The Stark Law prohibits physicians from referring patients for designated health services to entities in which they have a financial relationship, and it prohibits those entities from submitting claims for reimbursement by CMS resulting from such referrals unless certain exceptions apply. The Court’s opinion in Loper Bright increases the likelihood of success for those challenging broad agency enforcement regulations in the health care industry.

One recent case, United States ex rel. Raven v. Georgia Cancer Specialists I, P.C., provides insight into how providers could use Loper Bright as a shield in Stark Law litigation. The case involved allegations of improper referral arrangements, with the physician group arguing that their arrangements met certain Stark Law exceptions. However, the district court disagreed, citing Chevron and determining that the regulations were a permissible interpretation of the Stark Law by CMS.

Despite the opportunities presented by Loper Bright, there are important limitations to keep in mind. The Court’s decision only applies to agency actions under Chevron, and decisions by federal district courts are nonprecedential.

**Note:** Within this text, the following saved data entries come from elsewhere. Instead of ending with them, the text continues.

PR #1597, opened 2023-01-07
packages/api: Add version information to prometheus metrics

hjpotter92:


.github/workflows/api.yaml
```diff
@@ -1,88 +0,0 @@
...
-          DOCKER_USER: ${{ secrets.DOCKER_USER }}
-        run: |
-          # docker login
-          docker version
-          docker login -u $DOCKER_USER -p $DOCKER_PASS
-
-      - name: docker build & push
-        env:
-          DOCKER_TAGS: ${{ steps.tags.outputs.tags }}
-          VERSION: ${{ steps.tags.outputs.version }}
```
victorges, line 79: I wonder if we should remove the scripts/logic in the `package.json` to use these vars. If we're not using it anymore, might be preferred.

.github/workflows/docker.yaml
```diff
@@ -0,0 +1,98 @@
...
+    strategy:
+      fail-fast: false
+      matrix:
+        build:
+          - path: packages/www
+            image: livepeerci/www
+            package: www
+          - path: packages/api
+            image: livepeerci/api
+            package: api
```
victorges, line 34: Oh nice!

packages/api/package.json
```diff
@@ -15,7 +15,7 @@
     "docker:build": "docker build $(printf ' -t livepeerci/api:%s' ${DOCKER_TAGS:-master}) --build-arg GITHUB_SHA --build-arg VERSION -f Dockerfile ../..",
     "docker:push": "for TAG in ${DOCKER_TAGS:-dev}; do docker push livepeerci/api:${TAG}; done",
     "docker": "run-s docker:build docker:push",
-    "postgres:start": "docker run --rm -d --name postgres -e POSTGRES_HOST_AUTH_METHOD=trust -p 5432:5432 -v \"$(pwd)/data/postgres:/var/lib/postgresql/data\" postgres",
+    "postgres:start": "docker run --rm -d --name postgres -e POSTGRES_HOST_AUTH_METHOD=trust -p 5432:5432 -v \"$(pwd)/data/postgres:/var/lib/postgresql/data\" postgres:14-alpine",
```
victorges, line 16: I think the tests on the API can be pretty flaky depending on these versions. Did you check if they (`yarn test`) work on the local dev env if running this postgres version?

packages/api/src/index.ts
```diff
@@ -109,6 +120,20 @@ export default async function makeApp(params: CliArgs) {
...
+      name: "livepeer_api_versions",
+      help: "Versions used by livepeer api node",
+      labelNames: ["nodeversion", "apiversion", "os", "arch"],
+    });
+    version.set(
+      {
+        nodeversion: process.version,
+        arch: process.arch,
+        os: process.platform,
+        apiversion: getGitHash(),
```
victorges: I wonder if this should be just a global field in all metrics instead, like configured on the Prometheus client. Then we could also compare any metric based on the app version. It should not increase the cardinality, but not sure if it'd increase storage use significantly (victoria compresses the hell out of it tho, maybe not).

Also, I'd name this just `version`, as `www` doesn't really exist in the API server context. WDYt?

packages/www/Dockerfile
```diff
@@ -1,12 +1,13 @@
-# To be run from the root of the repository so that we can pick up other packages
+FROM	node:14
 
-FROM node:14
+WORKDIR	/app
+
+COPY	package.json yarn.lock lerna.json	./
+
+COPY	.	.
+
```
victorges, line 8: Not a change here, but shouldn't the `yarn install` below go between these 2 copies? Otherwise there's no point in copying the `yarn` files first AFAIK

victorges (approved):
LGTM!

packages/api/src/index.ts
```diff
@@ -109,6 +120,20 @@ export default async function makeApp(params: CliArgs) {
   app.use(router);
 
   if (listen) {
+    let version = new Gauge({
+      name: "livepeer_api_versions",
```
thomshutt: I think from Eli's comment in https://discord.com/channels/423160867534929930/993331529495351357/1060584233086759024 that we're going to standardise on a metric called "version" with "version" and "app" as labels

.github/workflows/api.yaml
hjpotter92: cleaned up the scripts from `package.json` entirely.

packages/api/package.json
hjpotter92: postgres (without tags) starts pgsql 15. the sql scripts in project are incompatible w/ 15, but work fine with 14. so i left the tag as 14. tests seem to pass anyway so not sure 🤷🏾

packages/www/Dockerfile
hjpotter92: that's what i thought too. but wasn't sure how lerna packages work here...

packages/api/src/index.ts
iameli: Yeah, that's probably a good idea, but go-livepeer already uses `livepeerversion` so eh.

packages/www/Dockerfile
```diff
@@ -1,12 +1,13 @@
...
+FROM	node:14
 
-FROM node:14
+WORKDIR	/app
+
+COPY	package.json yarn.lock lerna.json	./
+
+RUN	yarn install --frozen-lockfile
+
+COPY	.	.
```
iameli, line 7: This will dump a developer's `node_modules` directory into any locally-built Docker images. Need a `.dockerignore` if we're going this route

packages/www/package.json
```diff
@@ -11,8 +11,6 @@
     "postbuild": "next-sitemap",
     "type-check": "tsc --pretty --noEmit",
     "docs-positions": "node ./generate-docs-positions.js",
-    "docker:build": "docker build $(printf ' -t livepeerci/www:%s' ${DOCKER_TAGS:-master}) -f Dockerfile ../..",
```
iameli, line 14: You can get rid of push maybe, but I've used this command to build the image locally in the past

packages/www/Dockerfile
victorges: AFAICT nothing changed in this logic apart from changing `ADD` to `COPY`

hjpotter92: i added a .dockerignore to keep docker build context small when dev builds images locally

PR #1611, opened 2023-01-12
api: playback: added optional auth on CID playbackInfo requests

gioelecerati:

As described [here](https://www.notion.so/Duplicate-IPFS-CID-35ed12800dd24c62be7d386024b0b548), the occurrence of duplicate CID in assets across users could cause the player or other clients to retrieve only the first user uploading a certain file. This pr is to allow (for-now)optional authorization on the `playback` endpoint to retrieve the right playback info without breaking the current Livepeer player or other clients using the unauthorized endpoint.

This is currently not using the authorizer middleware as it requires authentication and this an optional one. In case the optional auth will remain, could be considered to edit the AuthzParams in auth.ts to allow this kind of flow

yarn test

**Screenshots (optional)**

**Checklist**


packages/api/src/controllers/playback.ts
```diff
@@ -44,11 +45,12 @@ const newPlaybackInfo = (
...
-  id: string
+  id: string,
+  user?: User
 ) => {
   const asset =
     (await db.asset.getByPlaybackId(id)) ??
-    (await db.asset.getByIpfsCid(id)) ??
+    (await db.asset.getByIpfsCid(id, user)) ??
     (await db.asset.getBySourceURL("ipfs://" + id)) ??
     (await db.asset.getBySourceURL("ar://" + id));
```
victorges: These are also cross-account decentralized ID queries and also need an user-preference logic.

packages/api/src/controllers/playback.ts
```diff
@@ -44,11 +45,12 @@ const newPlaybackInfo = (
...
   config: Request["config"],
   ingest: string,
-  id: string
+  id: string,
+  user?: User
 ) => {
   const asset =
     (await db.asset.getByPlaybackId(id)) ??
-    (await db.asset.getByIpfsCid(id)) ??
+    (await db.asset.getByIpfsCid(id, user)) ??
```
victorges, line 57: A flaw here is that if I pass my API key in the request I will get a 404 if the asset exists but is not owned by me. That asset that exists, even though is not in my account, is public, so IMO we should return it to anyone be them authenticated or not. In the future, we will support some kind of "public view" of an asset which is rate limited as well, which is what other users and anonymous callers would see. For now, we should just return the existing asset anyway.

So this logic needs to change to to use the asset from the user, if the user is authenticated and the asset exists, otherwise to return whatever playback ID already exists for that ID. This could be done either on the SQL query, maybe ordering based on the result being the ID we're looking for or not? Or maybe explicitly here, by doing separate queries first with the user then one without, in case of not found. We've already got a big list of queries here though and I'd not like to add 3 more now, so ideally we'd solve this on the SQL level.

WDYT?

victorges (changes requested):
Apart from the specific suggestions, could you also add some unit tests for the new behavior under `playback.test.ts`?

packages/api/src/controllers/playback.ts
gioelecerati: Mmm yeah in theory I would agree (even on long term) if the playbackUrl we provide when you pass the API key is a generic one and not one of another user. If we think this pr as a first step to let Studio track on demand usage, I would say the most important thing is to never provide playbackUrls of other users.

It could be a good idea now to do like this, and as a next step think about a system to generate a global separate playbackUrl for public assets in public view, that could be rate limited on the future or that can have a separate global usage.

Does it make sense for you?

packages/api/src/controllers/playback.ts
gioelecerati: You're right! added

packages/api/src/controllers/playback.ts
victorges: That would be a breaking change though, and I'm not sure what implications it would have. It also seems weird to me for an unauthenticated request to have more access than an authenticated one, incentivizing users to just use an unauthenticated player instead.

The authentication here is only in order to give preference to the users own assets when reading here, but it should not give them less content on their apps.

IMO we should not break this global playback URLs contract here, and continue allowing querying for any playback URL, as those should not be private. i.e. playback IDs should be all you need to build (or fetch) a playback URL
The work for the future would be giving support to these public rate limited playback URLs, but for now we should keep the current functionality working.

gioelecerati: Yeah, of course I agree we shouldn't introduce a breaking change on this.
For now, as you suggested, I added that when authenticated it returns the first available playbackUrl and added some tests for these new conditions

packages/api/src/store/asset-table.ts
```diff
@@ -42,34 +42,56 @@ export default class AssetTable extends Table<WithID<Asset>> {
...
     });
     if (!assets || assets.length < 1) {
-      return null;
+      [assets] = await this.find(query, {
+        limit: 2,
+        order,
+      });
+      if (!assets || assets.length < 1) {
+        return null;
+      }
```
victorges, line 66: Nice!

victorges (approved):
LGTM

packages/api/src/controllers/playback.ts
```diff
@@ -49,13 +49,14 @@ const newPlaybackInfo = (
 const getAssetPlaybackUrl = async (
   config: Request["config"],
   ingest: string,
-  id: string
+  id: string,
+  user?: User
```
victorges, line 53: Turns out this argument was never set on the call-site. I think this never worked and IDK how the tests didn't catch it 😱

PR #1612, opened 2023-01-12
api: Make CID search check source URL as well

victorges:

Fixes CID search on the asset list API (`/asset?cid=<x>`) by also searching the
source URL of assets, consistently with the playback info endpoint.

 - Create `sourceUrl` field filter in asset list (it's already indexed as well so that's safe)
 - Create a custom processing logic for the `cid` query string in the list API
 - Make that custom processing logic with an `OR` condition checking either pinned CID or source URL

Sending to staging to check if CID-imported assets are also found, not only CID-exported.

Fixes an issue lenstube was having for using this.

**Checklist**

### DIFF
--- a/.github/workflows/build.yaml
+++ b/.github/workflows/build.yaml
@@ -5,6 +5,7 @@ on:
   push:
     branches:
       - "master"
+      - "dev"
     tags:
       - "v*"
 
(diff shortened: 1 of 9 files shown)


0xcadams (approved):
LGTM (as long as tests pass!)

PR #1613, opened 2023-01-13
Removed duplicated initial fetcher calls in Tables

### LINKED ISSUE #1559: Optimization of asset list on dashboard
On the VOD asset page we currently run 2 queries during page load: 
1- grab the first 20 assets
2- count how many assets there are total

Both of these block rendering of the asset list.

At high numbers of assets, this second query causes a noticeable delay in page render. The purpose of the second query is to render the number of total assets -- this does not need to block page load, and can appear after the page has loaded.

clacladev:
Removed duplicated initial fetcher calls in Tables

- Small refactor to pass the default `initialSortBy` when initialising the table and its state. Now since the state does not change during the first rendering of the table, there is only one request to the api, not two as before
- Applied the same changes to all the tables in studio

Fixes #1559


0xcadams (approved):
LGTM

PR #1615, opened 2023-01-17
api: Create experiment abstraction for closed beta features

victorges:

This is to create a new abstraction called "experiment" to allow us to iterate on
private experiments with specific customers without risking having a feature widely
available to all the users.

This was originally designed here: https://www.notion.so/livepeer/Feature-Experimentation-Playbook-f80717040b254c1ca3591169bcf6611f

 - Create new experiment schema/table
 - Create support for GIN indexes to use in that table
 - Create new experiment API CRUD
 - Create specific endpoints for the more useful experiment actions (checking, adding/removing users etc)

`yarn test`, also putting on staging to test the internal api

Implements #1617 

**Checklist**


packages/api/src/controllers/access-control.ts
```diff
@@ -12,14 +11,11 @@ import {
...
-const accessControl = Router();
-
 const app = Router();
 
-accessControl.use("/signing-key", signingKeyApp);
-app.use("/access-control", accessControl);
+app.use("/signing-key", signingKeyApp);
 
-accessControl.post(
+app.post(
```
gioelecerati, line 18: Thank you for standardizing this

packages/api/src/schema/schema.yaml
```diff
@@ -2309,6 +2329,54 @@ components:
...
+
+    experiment:
+      type: object
+      table: experiment
+      additionalProperties: false
+      required: [name, userIds]
+      properties:
+        type:
+          type: string
+          enum: [experiment]
```
gioelecerati: Is this enum needed? Are there gonna be ever other types in the experiment table?

packages/api/src/schema/schema.yaml
```diff
@@ -2309,6 +2329,54 @@ components:
...
+          index: true
+          description:
+            User ID of the creator of the experiment. Only used for auditing as
+            experiment APIs is only accessible to admins, which can all
+            experiments anyway.
+        createdAt:
+          type: number
+          readOnly: true
+          description:
+            Timestamp (in milliseconds) at which the signing-key was created
```
gioelecerati: Left `signing-key` into the description :D

packages/api/src/controllers/experiment.ts
```diff
@@ -0,0 +1,225 @@
...
+      throw new ForbiddenError("user is not an experiment subject");
+    }
+    return next();
+  };
+
+for (const [experiment, api] of Object.entries(experimentApis)) {
+  app.use(`/api/${experiment}`, experimentSubjectsOnly(experiment), api);
+}
+
+app.get("/check/:experiment", authorizer({}), async (req, res) => {
```
gioelecerati, line 49: Maybe we want to add some `experiment.test.js` at least for this only nonAdmin function

packages/api/src/controllers/experiment.ts
```diff
@@ -0,0 +1,215 @@
...
+const app = Router();
+
+const experimentSubjectsOnly =
+  (experiment: string) => async (req, res, next) => {
+    await ensureExperimentSubject(experiment, req.user?.id);
+    return next();
+  };
+
+for (const [experiment, api] of Object.entries(experimentApis)) {
+  app.use(`/api/${experiment}`, experimentSubjectsOnly(experiment), api);
```
victorges: I'm unhappy with the final paths of the experimental APIs. e.g.: `/api/experiment/api/lit-signing-condition/verify-lit-jwt`

I think the double `/api` looks weird but don't have many other ideas. Do you think `/x` would be too bad? i.e. `/api/experiment/x/lit-signing-condition/verify-lit-jwt`

Or otherwise I take any other ideas y'all might have!

gioelecerati: Double `/api` definitely looks weird. Also `/x/` looks weird to me. What about using a number instead? Like `/1/` or `/1.0/` acting like an api manager version, so it's something that developers are used to encounter?

victorges: Hmm yeah, numbers would not be too bad but it'd seem pretty artificial to me, just to have some dummy value that we never update haha

packages/api/src/schema/schema.yaml
victorges: I followed the pattern from some old schemas here, but I think it's not necessary anymore! Probably only used when we had a single table for everything in some NoSQL databases

packages/api/src/schema/schema.yaml
victorges: oops

packages/api/src/controllers/experiment.ts
victorges: Hmmm what about an explicitly dummy `-`?
`/api/experiment/-/lit-signing-condition/verify-lit-jwt`

packages/api/src/controllers/experiment.ts
victorges: Good point! Added some tests to it.

packages/api/src/controllers/experiment.ts
victorges: Gone with `-` :)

Additionally, the Stark Law specifically grants HHS the authority to promulgate exceptions for certain arrangements, which may impact how courts review regulations in the future.

Overall, Loper Bright offers new opportunities for those in the health care industry to challenge agency enforcement and seek greater protections. It opens the door for challenges in various areas of health care law, including agency oversight, fraud and abuse, data privacy, and more. The industry is poised for a new era of legal battles and regulatory scrutiny in light of this groundbreaking decision.